『大宝律令』

 「日本で始めての律令というと、持統帝の689年に編纂したという22巻からなる『飛鳥浄御原令』が挙げられるわ。だけど、この『飛鳥浄御原令』は名前からもわかるように律令のうちの令だけ。」
 「正確にいうと、天武帝が編纂を開始したんだけどね。それは兎も角として、その前にも天智帝の『近江令』があったって言われてはいる。」
 「存在は疑わしいのよね。」
 「そう。それで、存在したと思われている『飛鳥浄御原令』だけど、令だけ。その意味で702年に施行された『大宝律令』が日本で始めての律令だね。文武帝が編纂を命じて、刑部親王を総裁として筆頭に、藤原不比等、伊余部馬養(明法家)、粟田真人らが実際の編纂作業に携わった。」
 「律令体制の輸入は大化の改新から本格的に始まったわけだけど、そうした律令体制の輸入の総仕上げというわけね。唐の『永徽律令』を模範として、個々の条文などはかなり似通ってはいるけど、まず700年に条文数約900からなる11巻28編からなる令が完成。続いて、701年には、これまた条文数500余りからなる6巻12編からなる律が完成する。」
 「この日本最初の『大宝律令』によって国家の官僚機構が整うことになるし、班田収受法で土地制度も大きく変わったよね。それまでは、土地の所有形式は氏の長者を中心とはしていても基本的には私有制だったから。
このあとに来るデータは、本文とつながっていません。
PR #1987, opened 2024-07-26
SNOW-1557229: Add method to replace child for LogicalPlan and derivatives

sfc-gh-aalam:

   

   Fixes SNOW-1557229

   This PR add method `repalce_child` to `LogicalPlan`, `SnowflakePlan` and `Selectable` classes to replace and old child node with a new one. This method is used when rewriting plan tree during optimization stages.

### DIFF
--- a/src/snowflake/snowpark/_internal/analyzer/select_statement.py
+++ b/src/snowflake/snowpark/_internal/analyzer/select_statement.py
@@ -205,7 +205,7 @@ def _deepcopy_selectable_fields(
     # to avoid run into recursively copy problem, we do not copy the _snowflake_plan
     # field by default and let it rebuild when needed. As far as we have other fields
     # copied correctly, the plan can be recovered properly.
-    to_selectable._is_deep_copied = True
+    to_selectable._is_valid_for_replacement = True
 
 
 class Selectable(LogicalPlan, ABC):
@@ -351,25 +351,6 @@ class Selectable(LogicalPlan, ABC):
             if self.snowflake_plan.source_plan
             else []
         )
-
-    def replace_child(self, old_node, new_node) -> None:
-        """This method is called during optimization stage to cut plan tree at a certain node.
-
-        It must only be called on a deep copied plan node, otherwise it will raise an exception.
-        """
-        if not self._is_deep_copied:
-            raise ValueError(
-                "replace child can only be called on a deep copied plan node."
-            )
-
-        source_plan = self.snowflake_plan.source_plan
-        # if source_plan is same as self, then we don't have children nodes
-        if source_plan is None or source_plan == self:
-            raise ValueError(
-                "old_node to be replaced is not found in the children nodes."
-            )
-
-        source_plan.replace_child(old_node, new_node)
 
     @property
     def column_states(self) -> ColumnStateDict:
@@ -862,19 +843,6 @@ class SelectStatement(Selectable):
         )
         return complexity
 
-    def replace_child(self, old_node, new_node) -> None:
-        if not self._is_deep_copied:
-            raise ValueError(
-                "replace child can only be called on a deep copied plan node."
-            )
-
-        if self.from_ != old_node:
-            raise ValueError(
-                "old_node to be replaced is not found in the children nodes."
-            )
-
-        self.from_ = new_node
-
     def to_subqueryable(self) -> "Selectable":
         """When this SelectStatement's subquery is not subqueryable (can't be used in `from` clause of the sql),
         convert it to subqueryable and create a new SelectStatement with from_ being the new subqueryable。
@@ -1291,18 +1259,6 @@ class SetStatement(Selectable):
     def individual_node_complexity(self) -> Dict[PlanNodeCategory, int]:
         # we add #set_operands - 1 additional operators in sql query
         return {PlanNodeCategory.SET_OPERATION: len(self.set_operands) - 1}
-
-    def replace_child(self, old_node, new_node) -> None:
-        if not self._is_deep_copied:
-            raise ValueError(
-                "replace child can only be called on a deep copied plan node."
-            )
-
-        if old_node not in self._nodes:
-            raise ValueError(
-                "old_node to be replaced is not found in the children nodes."
-            )
-        self._nodes = [node if node != old_node else new_node for node in self._nodes]
 
 
 class DeriveColumnDependencyError(Exception):
--- a/src/snowflake/snowpark/_internal/analyzer/select_statement.py
+++ b/src/snowflake/snowpark/_internal/analyzer/select_statement.py
@@ -232,6 +232,8 @@ class Selectable(LogicalPlan, ABC):
         self._cumulative_node_complexity: Optional[Dict[PlanNodeCategory, int]] = None
 
     def __eq__(self, other: "Selectable") -> bool:
+        if not isinstance(other, Selectable):
+            return False
         if self._id is not None and other._id is not None:
             return type(self) is type(other) and self._id == other._id
         else:
@@ -348,6 +350,17 @@ class Selectable(LogicalPlan, ABC):
             if self.snowflake_plan.source_plan
             else []
         )
+
+    def replace_child(self, old_node, new_node) -> None:
+        """Replaces a child node with a new node in the select statement from its children_plan_nodes."""
+        source_plan = self.snowflake_plan.source_plan
+        # if source_plan is same as self, then we don't have children nodes
+        if source_plan is None or source_plan == self:
+            raise ValueError(
+                "old_node to be replaced is not found in the children nodes."
+            )
+
+        source_plan.replace_child(old_node, new_node)
 
     @property
     def column_states(self) -> ColumnStateDict:
@@ -840,6 +853,14 @@ class SelectStatement(Selectable):
         )
         return complexity
 
+    def replace_child(self, old_node, new_node) -> None:
+        if self.from_ != old_node:
+            raise ValueError(
+                "old_node to be replaced is not found in the children nodes."
+            )
+
+        self.from_ = new_node
+
     def to_subqueryable(self) -> "Selectable":
         """When this SelectStatement's subquery is not subqueryable (can't be used in `from` clause of the sql),
         convert it to subqueryable and create a new SelectStatement with from_ being the new subqueryable。
@@ -1256,6 +1277,13 @@ class SetStatement(Selectable):
     def individual_node_complexity(self) -> Dict[PlanNodeCategory, int]:
         # we add #set_operands - 1 additional operators in sql query
         return {PlanNodeCategory.SET_OPERATION: len(self.set_operands) - 1}
+
+    def replace_child(self, old_node, new_node) -> None:
+        if old_node not in self._nodes:
+            raise ValueError(
+                "old_node to be replaced is not found in the children nodes."
+            )
+        self._nodes = [node if node != old_node else new_node for node in self._nodes]
 
 
 class DeriveColumnDependencyError(Exception):
--- a/src/snowflake/snowpark/_internal/analyzer/select_statement.py
+++ b/src/snowflake/snowpark/_internal/analyzer/select_statement.py
@@ -60,7 +60,6 @@ from snowflake.snowpark._internal.analyzer.expression import (
 from snowflake.snowpark._internal.analyzer.schema_utils import analyze_attributes
 from snowflake.snowpark._internal.analyzer.snowflake_plan import Query, SnowflakePlan
 from snowflake.snowpark._internal.analyzer.snowflake_plan_node import (
-    LeafNode,
     LogicalPlan,
     SnowflakeTable,
 )
@@ -374,7 +373,7 @@ class Selectable(LogicalPlan, ABC):
         self._column_states = deepcopy(value)
 
 
-class SelectableEntity(Selectable, LeafNode):
+class SelectableEntity(Selectable):
     """Query from a table, view, or any other Snowflake objects.
     Mainly used by session.table().
     """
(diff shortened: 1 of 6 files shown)


src/snowflake/snowpark/_internal/analyzer/select_statement.py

まぁ、貧富の格差があったとはいえ、私有制が主体であった実情の下で公有制を打ち出したというところに既に内部矛盾が潜んでしまっているように思えるんだけど。」
 「それはそうだけど、ようやく国家と呼べるような機構体制を整えたという点に着目すべきね。ところで、律というのは現在でいうところの刑法にあたるわね。」
 「刑罰の体系は現行刑法の視点とは異なっていて、笞・杖・徒・流・死の五刑を定めていたり、帝に対するという視点で定められているよね。一見すると、今でいうところの人権保障を基にしたような条文もあって罪刑法定主義のようだけど、それはまぁ似て非なるといったほうが正確。そもそも、模範とした中国の律令が儒教思想と法家思想を基本としているからね。」
 「整理しておくと、律は刑法、令は民法・商法や行政法ということになるわよね。」
 「律令の本国である中国と、それを輸入した日本とでは意味するところが異なるという点は注意が必要だよ。そうしないと、中国の律令と日本の律令を比較検討するときなんかは混乱するから。」
 「それから、『大宝律令』は日本で初めての律令という点も重要だけど、『養老律令』が『大宝律令』に取って代わるまで、56年の長きにわたって基本法であったということはもっと重要ね。」
 「残念なことに、この『大宝律令』の原文はおろか写本まで散逸してしまっていて、その全体像は逸文などから推定するしかないわ。だけど、『養老律令』の注釈書の「令集解」や「続日本紀」などからも条文の一部を知ることができるのは救いといえるわね。」